After 10 days in lab, lovers breathe easy, welcome test of time

July 02, 1994|By Laura Lippman | Laura Lippman,Sun Staff Writer

Quick quiz. In two weeks, you are to be married. Do you:

A) Have a nasty quarrel with your beloved over the guest list?

B) Have a nervous breakdown?

C) Check into a local pharmaceutical company to test a new asthma medication?

For Klara Hoblitz of Baltimore and Daniel Sperry of Bowie, "C" was the unexpected, but ultimately satisfying choice. The young couple, scheduled to march up the aisle today, find themselves a bit richer and happier after spending 10 days together as test subjects in a drug study at PharmaKinetics in downtown Baltimore.

No, seriously.

It helps to see them together. Daniel holding Klara's hand while a technician takes her blood one more time. Klara wrapping her arms around Daniel and staring up at him with big brown eyes.

They even finish one another's sentences.

"We got most everything done . . ." begins Daniel, 21, who after the honeymoon will be working as a sales associate at Value City in Bowie, but wants to be a writer or teacher one day.

"So when we came in, we had nothing left to do," finishes Klara, 19, who plans to attend culinary school.

They are young, in love and, after 10 days of taking an asthma medication not yet approved by the Food and Drug Administration, they appear to be more in love than ever.

This was not directly related to the drug, just an unexpected side effect from shutting out the rest of the world in the last hectic days before their wedding.

They first came to PharmaKinetics, on West Fayette Street, because Daniel wanted the details on signing up for another drug study, a 24-hour commitment that promised $350. "And I came along, because I go with him everywhere," Klara says, beaming.

But employees at PharmaKinetics, where up to 3,000 people a year participate in various studies, assumed the couple was interested in the asthma study, a series of trials to determine the medication's effect, especially on the liver.

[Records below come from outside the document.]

PR #1258, opened 2021-11-05
chore(db): new option to remove old columns from DB

MatusKysel:
## Purpose

Added new options `--rebuild-db-columns`, that will remove old columns from DB and node can continue working even if DB scheme changes.

IMPORTANT:  `COLUMN(default_column);` is introduced again (it was removed, maybe even by me) but it needs to be there. This is default column for rocks DB, that can not be change. Right now we have there all period data and that's not good. So this is probably BREAKING CHANGE

### DIFF
--- a/libraries/core_libs/storage/src/storage.cpp
+++ b/libraries/core_libs/storage/src/storage.cpp
@@ -16,7 +16,7 @@ static constexpr uint16_t DAG_BLOCKS_POS_IN_PERIOD_DATA = 2;
 static constexpr uint16_t TRANSACTIONS_POS_IN_PERIOD_DATA = 3;
 
 DbStorage::DbStorage(fs::path const& path, uint32_t db_snapshot_each_n_pbft_block, uint32_t db_max_snapshots,
-                     uint32_t db_revert_to_period, addr_t node_addr, bool rebuild)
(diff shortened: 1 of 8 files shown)


libraries/core_libs/storage/src/storage.cpp
```diff
@@ -77,6 +81,32 @@ DbStorage::DbStorage(fs::path const& path, uint32_t db_snapshot_each_n_pbft_bloc
...
+  rocksdb::DB* db;
+  std::vector<std::string> column_families;
+  rocksdb::DB::ListColumnFamilies(options, db_path_.string(), &column_families);
+
+  std::vector<rocksdb::ColumnFamilyDescriptor> descriptors(column_families.size());
+  std::vector<rocksdb::ColumnFamilyHandle*> handles(column_families.size());
+  std::transform(column_families.begin(), column_families.end(), std::back_inserter(descriptors), [](const auto& name) {
+    return rocksdb::ColumnFamilyDescriptor(name, rocksdb::ColumnFamilyOptions());
+  });
+  checkStatus(rocksdb::DB::Open(options, db_path_.string(), descriptors, &handles, &db));
```
JakubFornadel, line 94: you can use smart pointer and get raw pointer by get() here

JakubFornadel (approved):

gaoqi8649 (approved):

PR #1259, opened 2021-11-06
chore(pbft): cleanup previous round votes when move to a new round

gaoqi8649:
## Version Notes ##
{ major | minor | patch }


JakubFornadel (approved):

MatusKysel (dismissed):
this is absolutely unnecessary as `resetRound_` round is called by `stateOperations_` where we are calling the same function inside `verifyVotes`

JakubFornadel:
> this is absolutely unnecessary as `resetRound_` round is called by `stateOperations_` where we are calling the same function inside `verifyVotes`

Nope, it is actually necessary. He is calling it to avoid copying votes for current round from verified queue back to unverified queue, which happens during `removeVerifiedVotes()`. It is very hard to read and understand the flow of whole pbft_manager... There are pretty big design issues thre

MatusKysel (approved):

PR #1975, opened 2022-08-26
fix: reward votes replace

mfrankovi:
There was a race condition where if some thread called addRewardVote between calls to:
db_->addLastBlockCertVotesToBatch and vote_mgr_->replaceRewardVotes(std::move(cert_votes))

reward vote from the old period would get saved into Columns::last_block_cert_votes and it would never be deleted.

The fix is that replaceRewardVotes now replace the votes in memory before deleting them from the db. After this only new reward votes are accepted into VoteMgr and old votes are deleted from the db with the return value of replaceRewardVotes.

On node restart last_block_cert_votes vote are verified that they point to the last block in the chain before being stored in memory as reward votes

### DIFF
--- a/libraries/core_libs/consensus/src/pbft/pbft_manager.cpp
+++ b/libraries/core_libs/consensus/src/pbft/pbft_manager.cpp
@@ -123,7 +123,18 @@ void PbftManager::run() {
     }
     finalize_(std::move(period_data), db_->getFinalizedDagBlockHashesByPeriod(period), period == curr_period);
   }
-  vote_mgr_->replaceRewardVotes(db_->getLastBlockCertVotes());
+  // Verify that last block cert votes point to the last block hash
+  auto last_block_cert_votes = db_->getLastBlockCertVotes();
+  for (auto it = last_block_cert_votes.begin(); it != last_block_cert_votes.end();) {
+    if ((*it)->getBlockHash() != pbft_chain_->getLastPbftBlockHash()) {
+      LOG(log_er_) << "Found invalid last block cert vote: " << **it;
+      db_->removeLastBlockCertVotes((*it)->getHash());
+      it = last_block_cert_votes.erase(it);
+    } else {
+      ++it;
+    }
+  }
+  vote_mgr_->replaceRewardVotes(last_block_cert_votes);
   // Initialize PBFT status
   initialState();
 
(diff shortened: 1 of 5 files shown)


libraries/core_libs/consensus/src/pbft/pbft_manager.cpp
```diff
@@ -1915,7 +1924,8 @@ bool PbftManager::pushPbftBlock_(PeriodData &&period_data, std::vector<std::shar
   }
 
   db_->savePeriodData(period_data, batch);
-  db_->addLastBlockCertVotesToBatch(cert_votes, vote_mgr_->getRewardVotes(), batch);
+  auto reward_votes = vote_mgr_->replaceRewardVotes(cert_votes);
+  db_->addLastBlockCertVotesToBatch(std::move(cert_votes), reward_votes, batch);
```
MatusKysel, line 1928: this move to `addLastBlockCertVotesToBatch` does nothing

libraries/core_libs/consensus/src/pbft/pbft_manager.cpp
```diff
@@ -123,7 +123,16 @@ void PbftManager::run() {
...
     finalize_(std::move(period_data), db_->getFinalizedDagBlockHashesByPeriod(period), period == curr_period);
   }
-  vote_mgr_->replaceRewardVotes(db_->getLastBlockCertVotes());
+  // Verify that last block cert votes point to the last block hash
+  auto last_block_cert_votes = db_->getLastBlockCertVotes();
+  for (auto it = last_block_cert_votes.begin(); it != last_block_cert_votes.end(); it++) {
+    if ((*it)->getBlockHash() != pbft_chain_->getLastPbftBlockHash()) {
+      LOG(log_er_) << "Found invalid last block cert vote: " << **it;
+      db_->removeLastBlockCertVotes((*it)->getHash());
+      last_block_cert_votes.erase(it--);
```
MatusKysel, line 132: is this correct? shouldn't it be it = last_block_cert_votes.erase(it); ?

libraries/core_libs/consensus/src/vote_manager/vote_manager.cpp
```diff
@@ -542,10 +542,15 @@ bool VoteManager::checkRewardVotes(const std::shared_ptr<PbftBlock>& pbft_block)
...
-void VoteManager::replaceRewardVotes(std::vector<std::shared_ptr<Vote>>&& cert_votes) {
-  if (cert_votes.empty()) return;
+std::vector<std::shared_ptr<Vote>> VoteManager::replaceRewardVotes(
+    const std::vector<std::shared_ptr<Vote>>& cert_votes) {
+  if (cert_votes.empty()) return {};
 
   std::unique_lock lock(reward_votes_mutex_);
+  std::vector<std::shared_ptr<Vote>> reward_votes;
+  for (const auto& v : reward_votes_) {
+    reward_votes.push_back(v.second);
```
MatusKysel, line 552: here we should do move as we are replacing it later, but not like this is should be `reward_votes = std::move(reward_votes_);`

MatusKysel (approved):

justinsnapp (approved):

PR #1976, opened 2022-08-29
chore: improve trx retrieval

mfrankovi:
On high tps tests on devnet, there is still some slow processing when verifying dag blocks. This happens when verifying DAG blocks which include a lot of transactions that are already finalized.

last_finalized_block_transactions_ was cleared even for blocks that had no transactions or a small number of transactions so instead of keeping only last block transactions in memory we now keep up to 50k recently finalized transactions in memory before clearing it.

### DIFF
--- a/libraries/core_libs/consensus/src/transaction/transaction_manager.cpp
+++ b/libraries/core_libs/consensus/src/transaction/transaction_manager.cpp
@@ -312,19 +312,23 @@ SharedTransactions TransactionManager::getAllPoolTrxs() {
  */
 void TransactionManager::updateFinalizedTransactionsStatus(PeriodData const &period_data) {
   // !!! There is no lock because it is called under std::unique_lock trx_lock(trx_mgr_->getTransactionsMutex());
-  last_finalized_block_transactions_.clear();
-  for (auto const &trx : period_data.transactions) {
-    last_finalized_block_transactions_[trx->getHash()] = trx;
-    if (!nonfinalized_transactions_in_dag_.erase(trx->getHash())) {
-      trx_count_++;
-    } else {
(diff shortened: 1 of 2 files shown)


JakubFornadel (approved):

JakubFornadel:
just wondering why 50k ? Seems pretty big number

libraries/core_libs/consensus/src/transaction/transaction_manager.cpp
```diff
@@ -312,19 +312,23 @@ SharedTransactions TransactionManager::getAllPoolTrxs() {
...
   // !!! There is no lock because it is called under std::unique_lock trx_lock(trx_mgr_->getTransactionsMutex());
-  last_finalized_block_transactions_.clear();
-  for (auto const &trx : period_data.transactions) {
-    last_finalized_block_transactions_[trx->getHash()] = trx;
-    if (!nonfinalized_transactions_in_dag_.erase(trx->getHash())) {
-      trx_count_++;
-    } else {
-      LOG(log_dg_) << "Transaction " << trx->getHash() << " removed from nonfinalized transactions";
+  if (period_data.transactions.size() > 0) {
+    if (period_data.transactions.size() + recently_finalized_transactions_.size() > kRecentlyFinalizedTransactionsMax) {
```
kstdl, line 316: Won't ExpirationCacheMap work better here?

mfrankovi: ExpirationCacheMap is thread safe and since all of this is already under transactions mutex we would be double locking. Probably some kind of more specialized cache would be better here since the current solution at some poiint completely clears the cache but this is just something I wanted to test on devnet to confirm that this is actually the bottleneck for high TPS and then once I confirm it I would try to implement better caching

kstdl (approved):

PR #1983, opened 2022-08-30
chore: fix period advancing + synchronous vs asynchronous processing …

JakubFornadel:
## Purpose

There was a bug for networks with delegation_delay set to 0:
advancePeriod() must be called after chain size is increased(updatePbftChain) as well as finalize_ function on final chain is called, otherwise consesnus might get stuck due to infinite waiting inside updateDposState_(), which is waiting for block to be finalized...

This should not affect devnet though

### DIFF
--- a/libraries/core_libs/consensus/src/pbft/pbft_manager.cpp
+++ b/libraries/core_libs/consensus/src/pbft/pbft_manager.cpp
@@ -989,8 +989,8 @@ void PbftManager::firstFinish_() {
       placeVote(std::move(vote));
     }
   } else {
-    if (auto vote = generateVoteWithWeight(previous_round_next_voted_value_.first, next_vote_type, period,
-                                           round, step_);
+    if (auto vote =
+            generateVoteWithWeight(previous_round_next_voted_value_.first, next_vote_type, period, round, step_);
         vote) {
       LOG(log_nf_) << "Placed first finish next vote for " << previous_round_next_voted_value_.first.abridged()
                    << ", vote weight " << *vote->getWeight() << ", round " << round << ", period " << period
@@ -1732,19 +1732,12 @@ void PbftManager::pushSyncedPbftBlocksIntoChain() {
       }
 
       net->setSyncStatePeriod(period);
-
-      if (executed_pbft_block_) {
-        updateDposState_();
-        // update sortition_threshold and TWO_T_PLUS_ONE
-        updateTwoTPlusOneAndThreshold_();
-        db_->savePbftMgrStatus(PbftMgrStatus::ExecutedBlock, false);
-        executed_pbft_block_ = false;
-      }
     }
   }
 }
 
-void PbftManager::finalize_(PeriodData &&period_data, std::vector<h256> &&finalized_dag_blk_hashes, bool sync) {
+void PbftManager::finalize_(PeriodData &&period_data, std::vector<h256> &&finalized_dag_blk_hashes,
+                            bool synchronous_processing) {
   const auto anchor = period_data.pbft_blk->getPivotDagBlockHash();
 
   auto result = final_chain_->finalize(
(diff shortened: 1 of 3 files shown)


libraries/core_libs/consensus/src/pbft/pbft_manager.cpp
```diff
@@ -1835,16 +1829,17 @@ bool PbftManager::pushPbftBlock_(PeriodData &&period_data, std::vector<std::shar
...
                << ", round: " << getPbftRound();
 
-  finalize_(std::move(period_data), std::move(dag_blocks_order));
+  finalize_(std::move(period_data), std::move(dag_blocks_order), synchronous_processing);
 
   db_->savePbftMgrStatus(PbftMgrStatus::ExecutedBlock, true);
   executed_pbft_block_ = true;
+
+  // Advance pbft consensus period
+  advancePeriod();
```
kstdl, line 1841: maybe this change should be enough? 
If I understand correctly what is happening now, we won't be waiting indefinitely in `updateDposState_` because finalization is occuring in other thread. So when block would be finalized, we will get new values inside of `updateDposState_` and move on

libraries/core_libs/consensus/src/pbft/pbft_manager.cpp
```diff
@@ -1701,7 +1701,8 @@ bool PbftManager::pushCertVotedPbftBlockIntoChain_(taraxa::blk_hash_t const &cer
     return false;
   }
 
-  if (!pushPbftBlock_(std::move(period_data_), std::move(current_round_cert_votes), std::move(dag_blocks_order))) {
+  if (!pushPbftBlock_(std::move(period_data_), std::move(current_round_cert_votes), std::move(dag_blocks_order),
+                      true)) {
```
kstdl, line 1705: After this change we are always waiting for block execution before moving to next period, right? It is not good because we are adding some pause to consensus, while we applying block. Even worse, the block execution time could differ from node to node. With this we are desyncronize the nodes

libraries/core_libs/consensus/src/pbft/pbft_manager.cpp
MatusKysel, line 1841: I guess better design would be to have all this in call back function of `finalize`

libraries/core_libs/consensus/src/pbft/pbft_manager.cpp
JakubFornadel: true, I looked at it from the perspective when there is no delegation_delay, in which case you simply have to wait for finalization and you can wait either here or in updateDpos...

libraries/core_libs/consensus/src/pbft/pbft_manager.cpp
JakubFornadel: any reason ?

JakubFornadel: actually, it cannot be in callback function if we want to take advantage of asynchronous processing and continue advance period asap

MatusKysel: instead of synchronous execution, you should execute it in callback function and use async exe

MatusKysel (approved):

libraries/core_libs/consensus/src/pbft/pbft_manager.cpp
JakubFornadel: ? please re review the code as I pushed some changes because I dont really understand how is what you suggest relevant to this code

JakubFornadel: in other words I dont get it so you push commit with change - that will be faster

PR #1989, opened 2022-08-31
chore: optimize pbft block proposal

mfrankovi:
Remove getting finalized transactions from proposal since it is not needed.
Fill seen_blocks_ cache on startup so that getting dag blocks in pbft block proposal is served from cache and not db
Cache sender in transactions on startup since getSender is expensive to avoid doing it on proposing pbft blocks

### DIFF
--- a/libraries/core_libs/consensus/src/pbft/pbft_manager.cpp
+++ b/libraries/core_libs/consensus/src/pbft/pbft_manager.cpp
@@ -1404,16 +1404,10 @@ std::shared_ptr<PbftBlock> PbftManager::proposePbftBlock_() {
       }
     }
   }
-  std::vector<trx_hash_t> non_finalized_transactions;
-  auto trx_finalized = db_->transactionsFinalized(trx_hashes);
-  for (uint32_t i = 0; i < trx_finalized.size(); i++) {
-    if (!trx_finalized[i]) {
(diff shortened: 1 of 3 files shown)


kstdl (approved):

libraries/core_libs/consensus/src/pbft/pbft_manager.cpp
```diff
@@ -1404,16 +1404,9 @@ std::shared_ptr<PbftBlock> PbftManager::proposePbftBlock_() {
...
-  auto trx_finalized = db_->transactionsFinalized(trx_hashes);
-  for (uint32_t i = 0; i < trx_finalized.size(); i++) {
-    if (!trx_finalized[i]) {
-      non_finalized_transactions.emplace_back(trx_hashes[i]);
-    }
-  }
 
-  const auto transactions = trx_mgr_->getNonfinalizedTrx(non_finalized_transactions, true /*sorted*/);
-  non_finalized_transactions.clear();
+  std::vector<trx_hash_t> non_finalized_transactions;
```
MatusKysel, line 1408: you can reserve size based on `transactions`

mfrankovi: Done

PR #1991, opened 2022-08-31
fix: pbft consensus fixes -> make it behave according to the paper

JakubFornadel:
## Purpose

Fixes for multiple bugs:
- we never cleaned previous round next votes when moving to the next period
- firstFinish_ step: 
a) else if condition would pass for round == 1, which it should not. 
b) wrongly used previous_round_next_voted_value_.first == NULL_BLOCK_HASH in conditions as previous_round_next_voted_value_ should never be NULL_BLOCK_HASH -> these condition probably did not work correctly as NULL_BLOCK_HASH was default, but this variable should have either some specific hash or nothing
- secondFInish step: 
a) wrongly used previous_round_next_voted_value_.first == NULL_BLOCK_HASH in conditions as previous_round_next_voted_value_ should never be NULL_BLOCK_HASH -> these condition probably did not work correctly
b) it used if else condition but it was supposed to be if if condition

### DIFF
--- a/libraries/core_libs/consensus/include/vote_manager/vote_manager.hpp
+++ b/libraries/core_libs/consensus/include/vote_manager/vote_manager.hpp
@@ -27,7 +27,7 @@ class NextVotesManager {
   /**
    * @brief Clear previous PBFT round next voting type votes
    */
-  void clear();
+  void clearVotes();
 
   /**
    * @brief Check if the vote has been in the map
@@ -54,7 +54,7 @@ class NextVotesManager {
    * @brief Get next voting type votes vote value
    * @return next voting type votes vote value and it's period
    */
-  std::pair<blk_hash_t, uint64_t> getVotedValue() const;
+  std::optional<std::pair<blk_hash_t, uint64_t>> getVotedValue() const;
 
   /**
    * @brief Get previous PBFT round all next voting type votes
@@ -107,8 +107,8 @@ class NextVotesManager {
   std::shared_ptr<FinalChain> final_chain_;
 
   bool enough_votes_for_null_block_hash_;
-  blk_hash_t voted_value_;  // For value is not null block hash
-  uint64_t voted_period_;
+  std::optional<std::pair<blk_hash_t, uint64_t /* period */>> voted_value_;
+
   // <voted PBFT block hash, next votes list that have exactly 2t+1 votes voted at the PBFT block hash>
   // only save votes == 2t+1 voted at same value in map and set
   std::unordered_map<blk_hash_t, std::vector<std::shared_ptr<Vote>>> next_votes_;
@@ -216,10 +216,11 @@ class VoteManager {
    * @brief Check if there are enough next voting type votes to set PBFT to a forward round within period
    * @param period is current pbft period
    * @param two_t_plus_one PBFT 2t+1 is 2/3 of PBFT sortition threshold and plus 1
-   * @return new round if there is enough next votes from prior round, otherwise returns 1 for being in initial round
-   * CONCERN: Was a std::optional, but why not just return 1 if we don't have any votes?  Now that we pass in period
+   * @return optional<pair<new round, 2t+1 next votes>> if there is enough next votes from prior round, otherwise
+   * returns empty optional
    */
-  uint64_t determineRoundFromPeriodAndVotes(uint64_t period, size_t two_t_plus_one);
+  std::optional<std::pair<uint64_t, std::vector<std::shared_ptr<Vote>>>> determineRoundFromPeriodAndVotes(
+      uint64_t period, size_t two_t_plus_one);
 
   // reward votes
   /**
--- a/libraries/core_libs/consensus/src/pbft/pbft_manager.cpp
+++ b/libraries/core_libs/consensus/src/pbft/pbft_manager.cpp
@@ -378,9 +378,13 @@ bool PbftManager::tryPushCertVotesBlock() {
 bool PbftManager::advancePeriod() {
   resetPbftConsensus(1 /* round */);
 
-  // Move to a new period, cleanup previous period votes
-  const auto new_period = pbft_chain_->getPbftChainSize() + 1;
+  // Cleanup previous period votes in vote manager
+  const auto new_period = getPbftPeriod();
   vote_mgr_->cleanupVotesByPeriod(new_period);
+
+  // Cleanup previous round next votes in next votes manager
+  next_votes_manager_->clearVotes();
+
   LOG(log_nf_) << "Period advanced to: " << new_period << ", round reset to 1";
 
   // Restart while loop...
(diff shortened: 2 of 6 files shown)


libraries/core_libs/consensus/src/pbft/pbft_manager.cpp
```diff
@@ -741,10 +756,8 @@ void PbftManager::proposeBlock_() {
   auto [round, period] = getPbftRoundAndPeriod();
   LOG(log_dg_) << "PBFT value proposal state in round: " << round << ", period: " << period;
 
-  if (round == 1 || next_votes_manager_->haveEnoughVotesForNullBlockHash()) {
-    if (round > 1) {
-      LOG(log_nf_) << "Previous round " << round - 1 << " had next voted NULL_BLOCK_HASH";
-    }
+  if (round == 1 || previous_round_next_voted_null_block_hash_) {
```
kstdl, line 759: Shouldn't we propose block here only if we doesn't have `previous_round_next_voted_value_`?

libraries/core_libs/consensus/include/vote_manager/vote_manager.hpp
```diff
@@ -27,7 +27,7 @@ class NextVotesManager {
   /**
    * @brief Clear previous PBFT round next voting type votes
    */
-  void clear();
+  void clearVotes();
```
justinsnapp, line 30: Should this be called clearNextVotes() if only clears next votes?

libraries/core_libs/consensus/src/pbft/pbft_manager.cpp
```diff
@@ -808,7 +824,7 @@ void PbftManager::identifyBlock_() {
   auto [round, period] = getPbftRoundAndPeriod();
   LOG(log_dg_) << "PBFT filtering state in round: " << round << ", period: " << period;
 
-  if (round == 1 || next_votes_manager_->haveEnoughVotesForNullBlockHash()) {
+  if (round == 1 || previous_round_next_voted_null_block_hash_) {
```
kstdl, line 827: Same thing here. Shouldn't other voted value(not NULL_HASH) be prioritized here?

libraries/core_libs/consensus/include/vote_manager/vote_manager.hpp
JakubFornadel: coul be but as it is NextVotesManager it seemed to me clear that it does not have any other votes than next votes

libraries/core_libs/consensus/src/pbft/pbft_manager.cpp
```diff
@@ -741,10 +756,8 @@ void PbftManager::proposeBlock_() {
   auto [round, period] = getPbftRoundAndPeriod();
   LOG(log_dg_) << "PBFT value proposal state in round: " << round << ", period: " << period;
 
-  if (round == 1 || next_votes_manager_->haveEnoughVotesForNullBlockHash()) {
-    if (round > 1) {
-      LOG(log_nf_) << "Previous round " << round - 1 << " had next voted NULL_BLOCK_HASH";
-    }
+  if (round == 1 || previous_round_next_voted_null_block_hash_) {
+    LOG(log_nf_) << "Previous round " << round - 1 << " had next voted NULL_BLOCK_HASH";
```
justinsnapp, line 760: This log line is a bit misleading when round is 1.   Will print in round 0 had next voted null block hash...

libraries/core_libs/consensus/src/pbft/pbft_manager.cpp
```diff
@@ -756,42 +769,45 @@ void PbftManager::proposeBlock_() {
                        << *vote->getWeight() << ", period " << period << ", round " << round << ", step " << step_;
 
           // In propose step, send block before vote as we require block to be present during vote validation
+          // TODO: this is not enough - we should either block votes packets processing by pbft block packets processing
```
justinsnapp, line 772: This comment is vague.  Not enough for _what_?

libraries/core_libs/consensus/src/pbft/pbft_manager.cpp
justinsnapp: You mean in terms of code execution, not in terms of algorithm logic?

libraries/core_libs/consensus/src/pbft/pbft_manager.cpp
```diff
@@ -956,32 +965,29 @@ void PbftManager::firstFinish_() {
...
-    // If cert_voted_block_for_round_ pushed into chain vote for NULL value
-    if (cert_voted_block_for_round_->second < period) {
-      vote_value = NULL_BLOCK_HASH;
-    }
+    // It should never happen that node moved to the next period without cert_voted_block_for_round_ reset
+    assert(cert_voted_block_period == period);
 
-    if (auto vote = generateVoteWithWeight(vote_value, next_vote_type, period, round, step_); vote) {
-      LOG(log_nf_) << "Placed first finish next vote for " << vote_value << ", vote weight " << *vote->getWeight()
+    if (auto vote = generateVoteWithWeight(cert_voted_block, next_vote_type, cert_voted_block_period, round, step_);
```
justinsnapp, line 973: Why are we using this cert_voted_block_period and not just period?

libraries/core_libs/consensus/src/pbft/pbft_manager.cpp
```diff
@@ -990,12 +996,24 @@ void PbftManager::firstFinish_() {
       placeVote(std::move(vote));
     }
   } else {
-    if (auto vote =
-            generateVoteWithWeight(previous_round_next_voted_value_.first, next_vote_type, period, round, step_);
+    // TODO: We should vote for any value that we first saw 2t+1 next votes for in previous round -> in current design
```
justinsnapp, line 999: Seems to me that previous implementation was correct, but that these changes are needed only because of the changes made to behavior of previous_round_next_voted_value_

I think new implementation is a bit more convoluted but should be correct.    Not sure how important it is to actually track which value was next voted first (could differ by node anyway).

libraries/core_libs/consensus/src/vote_manager/vote_manager.cpp
```diff
@@ -484,14 +484,15 @@ std::optional<VotesBundle> VoteManager::getVotesBundle(uint64_t round, uint64_t
...
+std::optional<std::pair<uint64_t, std::vector<std::shared_ptr<Vote>>>> VoteManager::determineRoundFromPeriodAndVotes(
+    uint64_t period, size_t two_t_plus_one) {
   std::vector<std::shared_ptr<Vote>> votes;
 
   SharedLock lock(verified_votes_access_);
 
   const auto found_period_it = verified_votes_.find(period);
   if (found_period_it == verified_votes_.end()) {
-    return 1;
+    return {};
```
justinsnapp, line 495: I don't really understand why its better to use an optional here, as we can determine that we are in round 1 if we don't have next votes in the period for any round.   And do we we use the votes that are returned?

libraries/core_libs/consensus/src/vote_manager/vote_manager.cpp
```diff
@@ -517,13 +518,12 @@ uint64_t VoteManager::determineRoundFromPeriodAndVotes(uint64_t period, size_t t
         LOG(log_nf_) << "Round determined for period " << period << ". Found " << count << " votes for voted value "
                      << voted_value.first << " for round " << round_rit->first << ", step " << step_rit->first;
 
-        next_votes_manager_->updateNextVotes(votes, two_t_plus_one);
-        return round_rit->first + 1;
+        return {std::make_pair(round_rit->first + 1, std::move(votes))};
```
justinsnapp, line 521: I see, you wanted to move this updating of next votes out of this function I guess so thats why you return votes?

justinsnapp (approved):

libraries/core_libs/consensus/src/pbft/pbft_manager.cpp
JakubFornadel: this condition does exactly as in paper: 
```
If p = 1 OR (p ≥ 2) AND (i has received 2t + 1 next-votes for ⊥ for period p − 1) ,
then i identifies his leader ` i,p for period p and soft-votes the value v proposed by ` i,p ;
```

previous_round_next_voted_null_block_hash_ is set to true if we saw 2t+1 next votes for NULL_BLOCK_HASH in previous round

libraries/core_libs/consensus/src/pbft/pbft_manager.cpp
JakubFornadel: it is the same, see `assert(cert_voted_block_period == period);`.

libraries/core_libs/consensus/src/vote_manager/vote_manager.cpp
JakubFornadel: yes we do use votes, which are returned and thats why it is more clear to use optional. Otherwise we would have check if returned round  == 1 and based on that not touch returned votes(which are empty in such case)

libraries/core_libs/consensus/src/vote_manager/vote_manager.cpp
JakubFornadel: yes exactly

kstdl (approved):

MatusKysel (approved):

When Daniel and Klara heard the details -- $1,000 each and some serious quantity and quality time -- both signed up.

"The worst thing that could have happened is they could come in here for 10 days and break up," PharmaKinetics spokeswoman Elizabeth Campbell jokes. "I've never spent 10 days alone with my husband."

In fact, the couple found themselves longing for the study.

"We kept saying, a couple of more days and we can go to PharmaKinetics," Klara recalls.

Finally, the big day came and they checked in, armed with only their personal effects and a financial planner for newlyweds.

Although they had separate sleeping quarters, they spent 18 hours a day together. They watched videos, played Ping-Pong and worked out the final details of their wedding program.

"We read a book together," Daniel says, "taking turns. I'd read one page, then she'd read a page to me."

"That was really nice," Klara says. "We'd never done that before."

A phone was their only contact with the outside world, helping to curtail wedding angst.

Klara's biggest worry? That the study's ban on exercise might mean gaining weight. But the low-fat diet was almost spa-like.

She lost one pound and Daniel lost four.

The study over, Klara and Daniel have become virtual PharmaKinetics missionaries, spreading the word about the joys joint sequestration. Other about-to-be married couples have started calling, asking if there are slots in the next round of asthma studies.

"We learned a lot about one another," Klara says.

For example? "We learned we get along pretty well."